Copyright	(c) 2019 Andrew Lelechenko
License	BSD3
Maintainer	Andrew Lelechenko <andrew.lelechenko@gmail.com>
Safe Haskell	None
Language	Haskell2010

Data.Poly

Contents

Num interface

Description

Dense polynomials and a Num-based interface.

Synopsis

data Poly v a
type VPoly = Poly Vector
type UPoly = Poly Vector
unPoly :: Poly v a -> v a
toPoly :: (Eq a, Num a, Vector v a) => v a -> Poly v a
constant :: (Eq a, Num a, Vector v a) => a -> Poly v a
pattern X :: (Eq a, Num a, Vector v a, Eq (v a)) => Poly v a
eval :: (Num a, Vector v a) => Poly v a -> a -> a
deriv :: (Eq a, Num a, Vector v a) => Poly v a -> Poly v a
integral :: (Eq a, Fractional a, Vector v a) => Poly v a -> Poly v a

Documentation

data Poly v a Source #

Polynomials of one variable with coefficients from a, backed by a Vector v (boxed, unboxed, storable, etc.).

Use pattern X for construction:

>>> (X + 1) + (X - 1) :: VPoly Integer
2 * X + 0
>>> (X + 1) * (X - 1) :: UPoly Int
1 * X^2 + 0 * X + (-1)

Polynomials are stored normalized, without leading zero coefficients, so 0 * X + 1 equals to 1.
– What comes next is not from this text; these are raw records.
PR #676, opened 2026-07-11
Bound resource store and daemon log growth

### LINKED ISSUE #672: Ready-status restamp + no no-op suppression + unbounded resource_events = disk bomb (filled kiwi's disk)
## Incident
Brief: `project-map/briefs/flotilla-runaway-store-2026-07-10.md`. kiwi's 926 GB disk filled (58.8 GB `resources.sqlite`, 56.87 M `resource_events` rows over **20** objects; APFS snapshots amplified). feta reached 35.6 GB with the same signature; its flotillad is now **stopped** (2026-07-11) pending this fix + store reset. kiwi's store was wiped during the incident.

## Root cause — a self-feeding reconcile loop (diagnosed from code, 2026-07-11)

1. **Unconditional Ready restamp.** Once a TaskWorkspace is Ready, *every* reconcile pass ends in `TaskWorkspaceDeps::ready(...)` → `MarkReady { ready_at: now }` with a fresh timestamp (`reconcilers/task_workspace.rs:104` + the `reconcile()` mapping), and `MarkReady::apply` overwrites `status.ready_at` unconditionally (`resources/src/task_workspace.rs:71`).
2. **No no-op suppression.** `apply_status_patch` → `update_status_typed` (sqlite.rs:386, in_memory equivalent) never compares new vs current status: it always bumps `resourceVersion`, rewrites the body, and appends a MODIFIED event.
3. **The event feeds the loop.** The ControllerLoop's own primary watch delivers that MODIFIED back to itself → reconcile → step 1. The loop spins at watch latency — no resync timer involved. 56.8 M events in days is consistent.
4. The brief's "two serializers flapping A↔B" hypothesis is not it: both `.941785` and `.948` are chrono's trailing-zero-trimmed RFC3339 (948000 µs prints as `.948`) — they're two *fresh* `now()` stamps ~6 ms apart. Monotonic restamp, one serializer.
5. **Host heartbeat is a legitimate periodic write** (`runtime.rs:490`, `heartbeat_at: now` per beat) — 47.9 k Host versions is just uptime. Harmless *only* if the event log is bounded, which it isn't:
6. **`resource_events` has no retention** — append-only forever. Any steady writer is a slow disk bomb; the hot loop just found it first.
7. Secondary: rollback-journal mode (read-only queries fail `database is locked (5)` mid-write; journal churn amplifies physical writes); no rotation on daemon/tui logs.

## Fixes (ordered)

1. **Semantic no-op suppression in `update_status` (and `update`) — both backends.** If the encoded new status equals the current one: return the current object, no version bump, no event, no write. This kills the entire class regardless of patch sloppiness, and is the k8s-alike behaviour. Contract-test against both backends.
2. **Transition-only timestamps.** `MarkReady` preserves an existing `ready_at` (`get_or_insert` semantics); same audit for `started_at`/`finished_at` on other patches. With (1) this makes steady-state reconciles produce byte-identical status → zero writes.
3. **Retention on `resource_events`.** Prune to a bounded window (last N versions and/or T minutes), tracked compaction floor; `watch(FromVersion)` below the floor returns a distinct desync error → consumers relist (ControllerLoop supervision and the Aggregator's restart-relist already handle that path). The events table is a watch buffer, not history.
4. **Log rotation** for daemon.log/tui.log (size-capped).
5. **WAL mode + busy_timeout** pragmas on open.
6. **Tripwire:** warn loudly (tracing + host status) when `resource_events` rows exceed a sane multiple of `resource_objects` — 56.8 M over 20 must be unreachable silently.

## Verification (from the brief)
- Daemon idle ⇒ `MAX(rowid)` on `resource_events` flat across minutes; steady-state TaskWorkspace holds a constant `resourceVersion`.
- Heartbeats continue to update Host without unbounded event growth (retention prunes).
- Watch consumer behind the compaction floor relists and converges (test).

## Priority
**P0 — precedes all other batches (#668 etc.).** The dogfood fleet cannot run until this lands; feta additionally needs a store reset after upgrade.

rjwittams:
Closes #672.

## Summary

- suppress semantic no-op resource and status updates so idle reconcilers do not advance resource versions or append events
- keep lifecycle timestamps stable unless their associated phase actually transitions
- bound retained events per resource stream, persist SQLite compaction floors, and return a typed expiry error for lagging watches
- enable SQLite WAL mode and a busy timeout
- publish resource-store diagnostics and explicit growth tripwires through host status and tracing
- cap daemon log files with size-based rotation
- repair the repository-wide Clippy and binary integration-test gates

## Root cause

Reconcilers could repeatedly write semantically unchanged resources. Each write advanced the resource version, appended a SQLite event, and refreshed lifecycle timestamps, allowing an idle daemon to grow its database and logs indefinitely.

## Impact

Idle resource state now converges to a fixed point. Resource history and daemon logs have explicit bounds, and operators can observe retention and event-to-object warnings. A watcher that falls behind compaction receives `WatchExpired`; production controller and aggregator loops recover through their existing supervised list-and-watch restart.

## Follow-ups

- #678 preserves typed watch expiry through HTTP 410 and explores in-place relisting instead of whole-loop restart.
- #679 defines timestamp reset semantics before retryable resource lifecycles are introduced.

## Validation

### DIFF
--- a/Cargo.lock
+++ b/Cargo.lock
@@ -1307,6 +1307,7 @@ dependencies = [
  "flotilla-transport",
  "futures",
  "indexmap",
+ "rusqlite",
  "serde",
  "serde_json",
  "tempfile",
--- a/Cargo.lock
+++ b/Cargo.lock
@@ -728,15 +728,6 @@ dependencies = [
 ]
 
 [[package]]
-name = "crossbeam-channel"
-version = "0.5.15"
-source = "registry+https://github.com/rust-lang/crates.io-index"
-checksum = "82b8f8f868b36967f9606790d1903570de9ceaf870a7bf9fbbd3016d636a2cb2"
-dependencies = [
- "crossbeam-utils",
-]
-
-[[package]]
 name = "crossbeam-deque"
 version = "0.8.6"
 source = "registry+https://github.com/rust-lang/crates.io-index"
@@ -1322,7 +1313,6 @@ dependencies = [
  "tokio",
  "tokio-util",
  "tracing",
- "tracing-appender",
  "tracing-subscriber",
  "uuid",
  "visibility",
@@ -1411,7 +1401,6 @@ dependencies = [
  "time",
  "tokio",
  "tracing",
- "tracing-appender",
  "tracing-subscriber",
  "tui-input",
  "tui-tree-widget",
@@ -4151,14 +4140,12 @@ source = "registry+https://github.com/rust-lang/crates.io-index"
 checksum = "743bd48c283afc0388f9b8827b976905fb217ad9e647fae3a379a9283c4def2c"
 dependencies = [
  "deranged",
- "itoa",
  "libc",
  "num-conv",
  "num_threads",
  "powerfmt",
  "serde_core",
  "time-core",
- "time-macros",
 ]
 
 [[package]]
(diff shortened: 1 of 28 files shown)


rjwittams:
Reviewed against the production paths and #672's acceptance criteria. ControllerLoop and Aggregator currently recover an expired watch by propagating it to their supervisors, which restart from a fresh list; the PR description now states that recovery granularity explicitly. Filed #678 for HTTP 410 typing and in-place relisting. The terminal/workspace/convoy lifecycles are one-shot today, so sticky timestamps are intentional; filed #679 to define reset semantics before retries are introduced. The bon::Builder derives follow CLAUDE.md's requirement for types with more than three fields.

Ord instance does not make much sense mathematically, it is defined only for the sake of Set, Map, etc.

Instances

Eq (v a) => Eq (Poly v a) Source #
Instance details Defined in Data.Poly.Uni.Dense Methods (==) :: Poly v a -> Poly v a -> Bool # (/=) :: Poly v a -> Poly v a -> Bool #
(Eq a, Num a, Vector v a) => Num (Poly v a) Source #
Instance details Defined in Data.Poly.Uni.Dense Methods (+) :: Poly v a -> Poly v a -> Poly v a # (-) :: Poly v a -> Poly v a -> Poly v a # (*) :: Poly v a -> Poly v a -> Poly v a # negate :: Poly v a -> Poly v a # abs :: Poly v a -> Poly v a # signum :: Poly v a -> Poly v a # fromInteger :: Integer -> Poly v a #
Ord (v a) => Ord (Poly v a) Source #
Instance details Defined in Data.Poly.Uni.Dense Methods compare :: Poly v a -> Poly v a -> Ordering # (<) :: Poly v a -> Poly v a -> Bool # (<=) :: Poly v a -> Poly v a -> Bool # (>) :: Poly v a -> Poly v a -> Bool # (>=) :: Poly v a -> Poly v a -> Bool # max :: Poly v a -> Poly v a -> Poly v a # min :: Poly v a -> Poly v a -> Poly v a #
(Show a, Vector v a) => Show (Poly v a) Source #
Instance details Defined in Data.Poly.Uni.Dense Methods showsPrec :: Int -> Poly v a -> ShowS # show :: Poly v a -> String # showList :: [Poly v a] -> ShowS #
(Eq a, Semiring a, Vector v a) => Semiring (Poly v a) Source #
Instance details Defined in Data.Poly.Uni.Dense Methods plus :: Poly v a -> Poly v a -> Poly v a # zero :: Poly v a # times :: Poly v a -> Poly v a -> Poly v a # one :: Poly v a #
(Eq a, Ring a, Vector v a) => Ring (Poly v a) Source #
Instance details Defined in Data.Poly.Uni.Dense Methods negate :: Poly v a -> Poly v a #

type VPoly = Poly Vector Source #

Polynomials backed by boxed vectors.

type UPoly = Poly Vector Source #

Polynomials backed by unboxed vectors.

unPoly :: Poly v a -> v a Source #

Convert Poly to a vector of coefficients (first element corresponds to a constant term).

Num interface

toPoly :: (Eq a, Num a, Vector v a) => v a -> Poly v a Source #

Make Poly from a list of coefficients (first element corresponds to a constant term).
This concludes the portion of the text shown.